Dans le diocèse, qui compte environ 15 000 catholiques sur une population d'environ 2,7 millions d'habitants, "les prêtres, les religieux et les fidèles, poursuit l'évêque, doivent être très patients et prudents, car les paroles prononcées lors des liturgies ou les gestes d'aide humanitaire peuvent être considérés par l'armée comme un soutien aux milices PDF et engendrer ainsi des représailles contre le personnel ecclésiastique ou contre nos églises et nos structures. Il faut continuer à agir dans la charité, à donner du réconfort et de l'espoir, mais sans faire de bruit, dans le silence et la dissimulation. Confions ce temps d'épreuve au Seigneur, en essayant de faire de notre mieux pour soulager la douleur et l'inconfort des gens : c'est la population civile qui subit les dures conséquences du conflit civil, notamment parce que les militaires ne permettent pas aux organisations humanitaires d'aider la population civile, considérant cette aide comme un soutien aux milices".

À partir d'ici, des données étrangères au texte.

PR #8491, opened 2024-09-10
fix: improve canvas search scroll behavior further

dwelle:
Still not quite happy with the behavior, but I think it's on the right track. Feel free to tweak further.

search for `test` in https://excalidraw-git-dwelle-further-search-zooming-tweaks-excalidraw.vercel.app/#json=3byClZnjTF-kNYYeQRYGb,q5f2AP0mKotRZris1S9CrA

### DIFF
--- a/packages/excalidraw/components/SearchMenu.tsx
+++ b/packages/excalidraw/components/SearchMenu.tsx
@@ -20,6 +20,7 @@ import { CLASSES, EVENT } from "../constants";
 import { useStable } from "../hooks/useStable";
 
 import "./SearchMenu.scss";
+import { round } from "../../math";
 
 const searchQueryAtom = atom<string>("");
 export const searchItemInFocusAtom = atom<number | null>(null);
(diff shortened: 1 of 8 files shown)


packages/excalidraw/components/SearchMenu.tsx
```diff
@@ -154,16 +155,22 @@ export const SearchMenu = () => {
...
       if (match) {
+        const zoomValue = app.state.zoom.value;
+
         const matchAsElement = newTextElement({
           text: match.searchQuery,
           x: match.textElement.x + (match.matchedLines[0]?.offsetX ?? 0),
           y: match.textElement.y + (match.matchedLines[0]?.offsetY ?? 0),
           width: match.matchedLines[0]?.width,
           height: match.matchedLines[0]?.height,
+          fontSize: match.textElement.fontSize,
```
dwelle, line 166: @ryan-di I believe this was an omission. Not including fontSize will give us incorrect width/height metrics.

ryan-di: I don't think `scrollToContent`, where `matchAsElement` is used, measures the text again and the `width` and `height` provided do take the correct text measures. 

If we were to include `fontSize`, we should include `fontFamily` too.

zsviczian:
I think zooming is now pretty robust! The only thing I'd consider when setting the zoom and position - especially in case of large text like XXL in the below example, is how the search window on the right should maybe be deducted from the visible area.

https://github.com/user-attachments/assets/67066ce4-8055-48db-bf2c-7422d5baa157

packages/excalidraw/components/SearchMenu.tsx
dwelle: > I don't think `scrollToContent`, where `matchAsElement` is used, measures the text again and the `width` and `height` provided do take the correct text measures.

No, but we're using the dimensions of `matchAsElement` to scroll to, and the dimensions aren't correct.

> If we were to include `fontSize`, we should include `fontFamily` too.

good point

zsviczian:
Did a bit of testing. I can confirm zooming works very nice now. I think this is good to go!

https://github.com/user-attachments/assets/b9312f10-9423-46e6-abb6-c9a10c5875d1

L'évêque note : "En ce moment, grâce à Dieu, nous continuons à célébrer la liturgie dominicale et les sacrements dans nos églises, sans problèmes particuliers. Mais certaines paroisses sont vides et fermées parce que les fidèles, déplacés à l'intérieur du pays, se sont réfugiés dans les forêts ou parce que les conditions minimales de sécurité ne sont pas réunies : là, même les activités cultuelles sont suspendues. J'essaie de soutenir spirituellement et matériellement les prêtres, les religieux et les catéchistes qui sont les plus proches des gens, qui connaissent les familles et font tout ce qu'ils peuvent pour les soutenir. Nous vivons une période de souffrance, le tissu social de nos communautés est effiloché. Les gens sont fatigués, tristes et désorientés, à cause de la violence qui ne cesse pas. Mais, dans l'épreuve, les fidèles donnent un fort témoignage de foi, ils continuent à venir dans les églises et à prier intensément. Notre refuge, notre rocher, c'est le Seigneur. Nous nous confions à Lui et demandons la protection de la Vierge Marie".
Comme à Mawlamyine, la situation des personnes déplacées est commune à de nombreux autres diocèses dans l'ensemble de la nation Biman. Le nombre de personnes déplacées à l'intérieur du Myanmar a augmenté de 680 000 au cours du premier semestre 2023, selon le groupe de recherche indépendant "Institute for Strategy and Policy - Myanmar" (ISP - Myanmar), un groupe de réflexion non gouvernemental basé en Thaïlande. Le nombre total de personnes déracinées de leurs maisons et de leurs villages - depuis que les militaires ont déposé le gouvernement démocratiquement élu lors d'un coup d'État en février 2021 - a dépassé les 2,6 millions de personnes, note l'ISP.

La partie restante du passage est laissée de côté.